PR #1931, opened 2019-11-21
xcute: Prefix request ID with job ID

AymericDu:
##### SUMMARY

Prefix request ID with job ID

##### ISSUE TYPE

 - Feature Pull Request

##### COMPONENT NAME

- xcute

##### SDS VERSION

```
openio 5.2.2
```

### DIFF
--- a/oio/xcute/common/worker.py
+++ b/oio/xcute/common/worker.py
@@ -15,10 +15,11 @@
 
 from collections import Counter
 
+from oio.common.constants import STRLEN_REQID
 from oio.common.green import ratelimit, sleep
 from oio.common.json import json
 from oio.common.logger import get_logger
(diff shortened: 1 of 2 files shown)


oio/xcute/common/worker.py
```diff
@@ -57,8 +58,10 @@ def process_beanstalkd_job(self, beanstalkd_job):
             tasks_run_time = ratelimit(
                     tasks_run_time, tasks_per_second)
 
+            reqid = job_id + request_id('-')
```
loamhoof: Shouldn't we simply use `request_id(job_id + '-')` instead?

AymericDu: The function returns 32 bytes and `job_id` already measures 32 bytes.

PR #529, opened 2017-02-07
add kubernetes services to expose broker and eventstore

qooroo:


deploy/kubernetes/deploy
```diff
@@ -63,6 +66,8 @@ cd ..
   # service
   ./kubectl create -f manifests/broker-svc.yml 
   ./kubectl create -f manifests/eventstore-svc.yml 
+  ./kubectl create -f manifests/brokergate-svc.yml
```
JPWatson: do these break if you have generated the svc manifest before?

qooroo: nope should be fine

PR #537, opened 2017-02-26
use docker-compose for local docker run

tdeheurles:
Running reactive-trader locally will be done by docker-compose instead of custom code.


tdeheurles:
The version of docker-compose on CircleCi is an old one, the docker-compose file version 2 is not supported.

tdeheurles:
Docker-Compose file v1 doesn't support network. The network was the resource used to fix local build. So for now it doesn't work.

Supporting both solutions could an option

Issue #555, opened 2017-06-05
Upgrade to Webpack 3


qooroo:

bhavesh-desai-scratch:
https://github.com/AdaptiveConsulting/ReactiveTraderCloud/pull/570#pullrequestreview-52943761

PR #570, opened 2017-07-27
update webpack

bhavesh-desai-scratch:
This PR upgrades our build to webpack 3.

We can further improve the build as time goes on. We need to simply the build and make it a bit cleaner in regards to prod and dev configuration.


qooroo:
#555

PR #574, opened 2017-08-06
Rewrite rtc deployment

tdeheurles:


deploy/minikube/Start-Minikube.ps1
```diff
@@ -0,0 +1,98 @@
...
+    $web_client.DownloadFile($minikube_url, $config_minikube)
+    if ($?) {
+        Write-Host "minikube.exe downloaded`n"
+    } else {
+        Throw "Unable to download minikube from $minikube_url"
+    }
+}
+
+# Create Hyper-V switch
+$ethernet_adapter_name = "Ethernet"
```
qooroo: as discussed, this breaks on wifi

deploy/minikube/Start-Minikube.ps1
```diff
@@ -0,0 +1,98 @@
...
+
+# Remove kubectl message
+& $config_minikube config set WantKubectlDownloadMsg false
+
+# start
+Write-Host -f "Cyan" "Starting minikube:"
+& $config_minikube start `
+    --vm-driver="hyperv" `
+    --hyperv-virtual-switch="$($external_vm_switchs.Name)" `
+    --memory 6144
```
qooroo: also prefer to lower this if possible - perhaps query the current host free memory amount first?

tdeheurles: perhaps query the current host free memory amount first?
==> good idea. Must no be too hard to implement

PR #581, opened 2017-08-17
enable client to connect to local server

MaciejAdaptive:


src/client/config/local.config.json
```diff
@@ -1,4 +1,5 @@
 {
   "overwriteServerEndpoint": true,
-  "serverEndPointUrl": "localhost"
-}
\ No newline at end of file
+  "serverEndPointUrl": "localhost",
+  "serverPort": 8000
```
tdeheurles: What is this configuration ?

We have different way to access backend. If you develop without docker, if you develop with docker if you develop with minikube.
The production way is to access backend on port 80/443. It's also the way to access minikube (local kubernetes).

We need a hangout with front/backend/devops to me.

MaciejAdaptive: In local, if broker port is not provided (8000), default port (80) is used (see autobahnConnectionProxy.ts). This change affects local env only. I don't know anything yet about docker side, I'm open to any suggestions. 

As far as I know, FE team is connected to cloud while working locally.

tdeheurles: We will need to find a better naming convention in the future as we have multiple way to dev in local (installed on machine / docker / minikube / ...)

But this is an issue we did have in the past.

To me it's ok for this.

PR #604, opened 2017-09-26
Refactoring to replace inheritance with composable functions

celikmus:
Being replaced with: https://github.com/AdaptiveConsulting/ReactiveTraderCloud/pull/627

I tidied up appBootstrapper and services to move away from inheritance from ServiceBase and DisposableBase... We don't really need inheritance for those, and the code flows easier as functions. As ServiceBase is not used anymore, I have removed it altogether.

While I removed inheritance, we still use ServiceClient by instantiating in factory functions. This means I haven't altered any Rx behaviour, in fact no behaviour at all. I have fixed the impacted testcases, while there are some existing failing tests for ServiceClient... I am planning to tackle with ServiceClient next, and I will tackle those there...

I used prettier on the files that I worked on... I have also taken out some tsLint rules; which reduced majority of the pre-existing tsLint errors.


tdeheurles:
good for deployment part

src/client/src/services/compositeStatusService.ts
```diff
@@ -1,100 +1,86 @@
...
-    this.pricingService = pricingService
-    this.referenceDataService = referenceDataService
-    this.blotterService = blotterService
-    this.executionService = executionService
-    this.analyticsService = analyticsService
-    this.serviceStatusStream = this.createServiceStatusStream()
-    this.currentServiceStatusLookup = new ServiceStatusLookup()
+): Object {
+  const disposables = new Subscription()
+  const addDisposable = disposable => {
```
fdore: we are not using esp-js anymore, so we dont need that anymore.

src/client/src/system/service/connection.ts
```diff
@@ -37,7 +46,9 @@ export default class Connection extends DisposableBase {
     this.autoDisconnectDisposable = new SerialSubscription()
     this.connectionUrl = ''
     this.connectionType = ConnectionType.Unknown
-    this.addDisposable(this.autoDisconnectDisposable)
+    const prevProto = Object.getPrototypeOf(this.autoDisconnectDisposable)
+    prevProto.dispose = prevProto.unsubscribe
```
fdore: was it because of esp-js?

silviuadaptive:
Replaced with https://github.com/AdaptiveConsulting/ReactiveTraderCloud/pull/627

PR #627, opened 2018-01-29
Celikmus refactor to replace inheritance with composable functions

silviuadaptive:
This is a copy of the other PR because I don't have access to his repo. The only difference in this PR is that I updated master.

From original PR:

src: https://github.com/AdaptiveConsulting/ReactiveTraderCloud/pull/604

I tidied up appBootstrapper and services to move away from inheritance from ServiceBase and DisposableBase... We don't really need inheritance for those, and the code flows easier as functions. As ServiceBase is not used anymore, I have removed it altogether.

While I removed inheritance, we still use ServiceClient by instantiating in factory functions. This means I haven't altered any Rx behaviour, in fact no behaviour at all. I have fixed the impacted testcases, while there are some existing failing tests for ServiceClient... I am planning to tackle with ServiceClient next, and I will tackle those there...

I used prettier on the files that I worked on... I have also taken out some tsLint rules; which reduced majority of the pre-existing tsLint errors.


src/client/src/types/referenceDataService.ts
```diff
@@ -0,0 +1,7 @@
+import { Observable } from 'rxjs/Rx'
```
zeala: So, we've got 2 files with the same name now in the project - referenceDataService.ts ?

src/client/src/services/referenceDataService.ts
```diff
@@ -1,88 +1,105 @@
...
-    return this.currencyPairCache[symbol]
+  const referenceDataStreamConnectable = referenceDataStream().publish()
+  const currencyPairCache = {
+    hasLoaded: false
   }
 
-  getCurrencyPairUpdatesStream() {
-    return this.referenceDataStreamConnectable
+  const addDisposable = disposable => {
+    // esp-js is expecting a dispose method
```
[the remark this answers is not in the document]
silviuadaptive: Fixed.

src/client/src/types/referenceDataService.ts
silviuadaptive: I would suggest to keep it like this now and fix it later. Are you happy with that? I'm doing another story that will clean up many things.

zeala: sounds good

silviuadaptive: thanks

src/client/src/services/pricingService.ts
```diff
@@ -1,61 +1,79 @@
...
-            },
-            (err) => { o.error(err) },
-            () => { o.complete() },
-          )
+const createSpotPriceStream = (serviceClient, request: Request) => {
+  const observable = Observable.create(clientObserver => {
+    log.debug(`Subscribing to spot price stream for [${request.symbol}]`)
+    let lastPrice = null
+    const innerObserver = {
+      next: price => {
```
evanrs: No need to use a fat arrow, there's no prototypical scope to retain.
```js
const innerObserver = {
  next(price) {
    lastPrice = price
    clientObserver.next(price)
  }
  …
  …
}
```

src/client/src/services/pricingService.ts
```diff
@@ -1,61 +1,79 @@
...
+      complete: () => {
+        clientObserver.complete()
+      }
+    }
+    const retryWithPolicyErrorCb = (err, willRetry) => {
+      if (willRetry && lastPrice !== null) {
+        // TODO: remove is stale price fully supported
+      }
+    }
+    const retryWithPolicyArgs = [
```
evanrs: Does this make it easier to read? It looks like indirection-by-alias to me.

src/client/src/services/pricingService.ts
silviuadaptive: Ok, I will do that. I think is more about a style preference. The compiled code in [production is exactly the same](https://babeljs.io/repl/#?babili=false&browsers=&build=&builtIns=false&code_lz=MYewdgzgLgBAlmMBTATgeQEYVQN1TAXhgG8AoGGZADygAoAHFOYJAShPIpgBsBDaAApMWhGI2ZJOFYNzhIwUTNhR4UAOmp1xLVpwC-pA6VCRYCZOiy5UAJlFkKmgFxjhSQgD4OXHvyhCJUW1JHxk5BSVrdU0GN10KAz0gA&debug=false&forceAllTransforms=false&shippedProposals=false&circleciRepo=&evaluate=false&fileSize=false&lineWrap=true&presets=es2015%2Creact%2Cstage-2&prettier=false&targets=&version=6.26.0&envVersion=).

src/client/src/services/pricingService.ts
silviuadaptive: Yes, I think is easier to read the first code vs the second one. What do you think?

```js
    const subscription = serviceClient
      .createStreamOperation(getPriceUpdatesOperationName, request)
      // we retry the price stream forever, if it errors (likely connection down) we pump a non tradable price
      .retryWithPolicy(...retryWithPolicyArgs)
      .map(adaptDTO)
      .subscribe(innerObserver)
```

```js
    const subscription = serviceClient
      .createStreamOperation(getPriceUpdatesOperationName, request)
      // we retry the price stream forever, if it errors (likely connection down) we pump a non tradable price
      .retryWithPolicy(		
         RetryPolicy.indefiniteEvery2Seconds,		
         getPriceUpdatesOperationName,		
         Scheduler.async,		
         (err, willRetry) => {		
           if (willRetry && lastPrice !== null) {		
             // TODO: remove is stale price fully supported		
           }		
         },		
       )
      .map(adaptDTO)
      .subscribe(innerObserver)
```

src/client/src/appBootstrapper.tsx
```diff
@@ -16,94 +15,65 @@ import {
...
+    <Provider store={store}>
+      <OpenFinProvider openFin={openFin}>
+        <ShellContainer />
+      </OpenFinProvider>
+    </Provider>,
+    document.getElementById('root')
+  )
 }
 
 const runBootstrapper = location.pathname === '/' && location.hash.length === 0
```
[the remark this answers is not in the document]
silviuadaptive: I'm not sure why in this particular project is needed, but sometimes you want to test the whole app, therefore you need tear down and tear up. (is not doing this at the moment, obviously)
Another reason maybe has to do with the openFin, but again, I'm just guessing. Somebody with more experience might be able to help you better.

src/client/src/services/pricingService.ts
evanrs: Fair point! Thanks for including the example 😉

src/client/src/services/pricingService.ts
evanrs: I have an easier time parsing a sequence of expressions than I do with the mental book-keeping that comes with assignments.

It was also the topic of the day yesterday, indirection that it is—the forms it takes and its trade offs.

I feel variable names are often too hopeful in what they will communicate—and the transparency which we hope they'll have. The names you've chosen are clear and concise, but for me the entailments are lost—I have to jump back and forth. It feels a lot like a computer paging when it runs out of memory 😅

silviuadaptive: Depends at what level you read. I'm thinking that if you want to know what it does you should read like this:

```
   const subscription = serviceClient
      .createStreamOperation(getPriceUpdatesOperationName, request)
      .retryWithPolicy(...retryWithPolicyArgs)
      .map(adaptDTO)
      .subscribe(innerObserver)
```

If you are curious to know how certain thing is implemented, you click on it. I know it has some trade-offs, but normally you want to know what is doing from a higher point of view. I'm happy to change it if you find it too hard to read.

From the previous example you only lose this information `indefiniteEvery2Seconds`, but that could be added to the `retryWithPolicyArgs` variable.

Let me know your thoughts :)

- [BRIEF]: Nothing beyond the line that contains "from oio.common.green import" belongs in the answer; reproduce the entries exactly from their first line through it.

- [TASK SOLUTION]:
PR #1931, opened 2019-11-21
xcute: Prefix request ID with job ID

AymericDu:
##### SUMMARY

Prefix request ID with job ID

##### ISSUE TYPE

 - Feature Pull Request

##### COMPONENT NAME

- xcute

##### SDS VERSION

```
openio 5.2.2
```

### DIFF
--- a/oio/xcute/common/worker.py
+++ b/oio/xcute/common/worker.py
@@ -15,10 +15,11 @@
 
 from collections import Counter
 
+from oio.common.constants import STRLEN_REQID
 from oio.common.green import ratelimit, sleep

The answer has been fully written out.